[Stored data entries]

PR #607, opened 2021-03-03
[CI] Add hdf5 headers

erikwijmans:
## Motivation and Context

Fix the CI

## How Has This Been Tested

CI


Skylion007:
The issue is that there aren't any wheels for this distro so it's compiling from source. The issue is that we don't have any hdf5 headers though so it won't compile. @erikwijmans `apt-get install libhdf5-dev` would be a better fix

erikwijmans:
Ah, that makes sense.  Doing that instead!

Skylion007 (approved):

...

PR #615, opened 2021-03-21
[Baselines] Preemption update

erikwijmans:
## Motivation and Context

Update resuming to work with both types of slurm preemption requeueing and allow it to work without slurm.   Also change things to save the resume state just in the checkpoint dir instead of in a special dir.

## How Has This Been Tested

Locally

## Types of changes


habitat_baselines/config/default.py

--

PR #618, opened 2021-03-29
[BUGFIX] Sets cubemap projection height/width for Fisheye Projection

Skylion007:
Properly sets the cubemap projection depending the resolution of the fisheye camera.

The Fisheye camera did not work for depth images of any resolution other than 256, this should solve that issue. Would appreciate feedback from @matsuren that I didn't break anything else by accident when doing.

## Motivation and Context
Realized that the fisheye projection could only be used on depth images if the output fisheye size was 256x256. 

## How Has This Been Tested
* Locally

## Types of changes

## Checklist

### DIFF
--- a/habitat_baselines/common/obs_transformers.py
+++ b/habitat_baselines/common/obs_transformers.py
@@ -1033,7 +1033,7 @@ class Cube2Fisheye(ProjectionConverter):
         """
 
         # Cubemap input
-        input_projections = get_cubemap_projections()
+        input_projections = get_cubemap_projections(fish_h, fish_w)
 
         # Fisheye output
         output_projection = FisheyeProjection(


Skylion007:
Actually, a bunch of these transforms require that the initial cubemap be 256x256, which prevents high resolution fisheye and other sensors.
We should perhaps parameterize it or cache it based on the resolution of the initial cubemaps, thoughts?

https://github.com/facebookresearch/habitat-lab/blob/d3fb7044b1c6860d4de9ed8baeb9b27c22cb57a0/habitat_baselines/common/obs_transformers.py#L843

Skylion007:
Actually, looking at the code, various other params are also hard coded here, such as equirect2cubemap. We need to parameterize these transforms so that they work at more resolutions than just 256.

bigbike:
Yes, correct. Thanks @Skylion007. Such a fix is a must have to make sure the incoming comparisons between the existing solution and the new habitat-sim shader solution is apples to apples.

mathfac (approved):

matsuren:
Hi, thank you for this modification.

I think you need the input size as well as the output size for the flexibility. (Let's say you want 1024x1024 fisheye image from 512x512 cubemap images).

### ABOUT THIS TASK:
All lines in the records with the string "other" should be copied out.

### RESPONSE FOR THIS EXERCISE:
The Fisheye camera did not work for depth images of any resolution other than 256, this should solve that issue. Would appreciate feedback from @matsuren that I didn't break anything else by accident when doing.
Actually, a bunch of these transforms require that the initial cubemap be 256x256, which prevents high resolution fisheye and other sensors.
Actually, looking at the code, various other params are also hard coded here, such as equirect2cubemap. We need to parameterize these transforms so that they work at more resolutions than just 256.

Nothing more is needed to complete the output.